Ciertos pacientes con lesiones en la corteza prefrontal o con tumores cerebrales en zonas relacionadas con las emociones son incapaces de controlar su agresividad, independientemente de su nivel de educación y, más de una vez, en desacuerdo con un pasado pacífico y respetuoso de las leyes; los daños en el cerebro cambian de repente su esencia como personas. En la enfermedad de Huntington, los daños en la corteza frontal llevan a cambios en la personalidad: agresividad desmedida, sexualidad hipertrofiada e indiferencia ante las normas sociales, conductas impropias que ocurren algunos años antes de aparecer los terribles síntomas motrices.
Álex (nombre ficticio) tenía 40 años cuando su esposa comenzó a notar que gastaba cada vez más tiempo visitando sitios de internet dedicados a la pornografía infantil. También se involucró con una prostituta muy joven en una casa de masajes, antojo que nunca antes le había pasado por la cabeza. Meses más tarde, Álex comenzó a sentir fuertes dolores de cabeza; los médicos ordenaron una escanografía, que reveló un inmenso tumor cerebral. Después de removido, los impulsos pedófilos de Álex desaparecieron como por encanto. Álex nos da una lección clara: el comportamiento de una persona no debe independizarse de su biología.
El noruego Anders Breivik detonó una bomba en el centro de Oslo, con un saldo de ocho muertos; después masacró a 66 jóvenes en un campamento de verano. Se sabe que planeó durante dos años su crimen, a sangre fría, con detalles minuciosos. Anders, además, se siente un mesías destinado a cumplir una misión importante sobre la Tierra. ¿Qué diablos se esconden en su cerebro, entonces? En este momento, valdría la pena someterlo a exámenes rigurosos. Quizás una resonancia magnética nos muestre qué bicho raro anda enredado en sus redes neuronales. Porque normal no puede ser, es obvio. ¿Podría uno, acaso, cometer semejante masacre y no sentir remordimientos, ni la menor tristeza al observar el inmenso dolor de las familias afectadas?
En suma, la experiencia ha demostrado que cuando existe disfunción cerebral, ni la voluntad más férrea ni la educación más esmerada pueden dominar las tendencias anómalas del sujeto.

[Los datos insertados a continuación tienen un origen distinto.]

PR #1072, opened 2024-07-18
 [controller] Remove stale kill messages from destination cluster before migration

sushantmane:
##  Remove stale kill ingestion messages from destination cluster's participant store before starting store migration

A store migration attempts can fail or be aborted, leading to `KILL` messages being added to the participant system store. These messages are not removed automatically, causing subsequent migration attempts to fail during ingestion.

To resolve this, this PR removes the kill message from the participant system store for the store version being migrated.

## How was this PR tested?
CI


haoxu07 (commented):
Thanks for digging into this! One general comment, is it possible to reproduce this issue through `TestStoreMigration`?

sushantmane:
> Thanks for digging into this! One general comment, is it possible to reproduce this issue through `TestStoreMigration`?


I added a test that reproduces this issue: _If we comment out the stale KILL message clearing logic when adding a version during store migration, the test fails; if we uncomment it, the test succeeds._ I’ve also added another test to verify the logic independently of the store migration flow.

services/venice-controller/src/main/java/com/linkedin/venice/controller/VeniceHelixAdmin.java
```diff
@@ -1520,6 +1522,60 @@ public void migrateStore(String srcClusterName, String destClusterName, String s
...
+    }
+    KillPushJob killPushJobMessage = (KillPushJob) value.messageUnion;
+    LOGGER.info(
+        "Deleting kill message for store-version: {} in cluster: {}. Message age: {}",
+        versionTopicName,
+        clusterName,
+        System.currentTimeMillis() - killPushJobMessage.getTimestamp());
+    deleteParticipantStoreKillMessage(clusterName, versionTopicName);
+
+    // wait for kill message to be removed
```
xunyin8, line 1556: Since `clearIngestionKillMessageAndVerify` will be executed in admin topic (AdminExecutionTask -> admin.addVersionAndStartIngestion). Can we rely on the admin retry and perform an immediate check and fail fast with a `VeniceRetriableException` so while we are waiting for the kill message to be deleted we are not blocking the admin topic from executing other admin messages? This is how we wait for topic creation today.

xunyin8 (changes requested):
Thanks Sushant, most of the change looks good just one major concern.

services/venice-controller/src/main/java/com/linkedin/venice/controller/VeniceHelixAdmin.java
sushantmane: This means we can end up sending multiple clear/delete kill messages unless we do some bookkeeping. Is that right?

xunyin8: Right, as we discussed offline I don't think bookkeeping is needed here since this is an edge case and a couple of harmless duplicate delete when handling an edge case is not worth the effort to perform bookkeeping.

sushantmane: I've updated PR (we'll spend at most 1min45 secs in clearing KILL message before throwing exception). Could you please take another look? Thanks.

sushantmane:
Thanks for the review, @xunyin8 & @haoxu07!  I've addressed comments. Could you take another look? Thanks!

services/venice-controller/src/main/java/com/linkedin/venice/controller/VeniceHelixAdmin.java
```diff
@@ -1520,6 +1522,61 @@ public void migrateStore(String srcClusterName, String destClusterName, String s
...
+    RetryUtils.executeWithMaxAttemptAndExponentialBackoff(
+        () -> deleteParticipantStoreKillMessage(clusterName, versionTopicName),
+        1,
+        Duration.ofSeconds(1),
+        Duration.ofSeconds(3),
+        Duration.ofSeconds(30),
+        Collections.singletonList(Exception.class));
+
+    // wait for kill message to be removed
+    RetryUtils.executeWithMaxAttemptAndExponentialBackoff(() -> {
```
xunyin8, line 1561: I understand that the first `RetryUtils. executeWithMaxAttemptAndExponentialBackoff` is useful to reduce the likelihood of race where we try to migrate store again when the previous attempt just failed (kill is written but still on its way to be reflected). However, I think we can remove `executeWithMaxAttemptAndExponentialBackoff` or reduce the attempt & duration for verification of the delete and just rely on admin channel retry.

sushantmane: Since we've MT admin channel and assuming this is not frequent event, should 1m45sec be a concern?

xunyin8: But why wait for up to a minute here when we know we can give up the thread to process other admin messages and come back and check again later. If we are worried that an idle admin channel could end up spamming the topic with lots delete kill messages then we can still keep this but reduce the attempt and duration.

sushantmane: I believe we should give reasonable time to finish the op. We can certainly reduce the total time.

xunyin8 (approved):
LGTM Thanks Sushant!

sushantmane:
Thanks a lot, @xunyin8 for the review and suggestions! 🙏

Los casos citados, apenas una muestra, podrían emplearse como argumentos sólidos para modificar la definición de “persona razonable”. Nos demuestran que las conductas dependen, muchas veces, del estado de esa enigmática red de materia pensante y del coctel de neuroquímicos que la bañan.
Entonces, ¿cómo determinar la culpabilidad? Nos parece, equivocadamente, que basta juzgar los actos del individuo, sin averiguar qué se cuece en sus neuronas, sin penetrar en su Yo, sin conocer el estado mental en el momento del delito. Los jueces dan una mirada cuidadosa a la conducta del sujeto sin saber qué demonios está pasando por dentro de su cráneo, y con esta superficialidad pretenden entender lo que ocurre en sus profundidades. Luego se lo juzga y condena.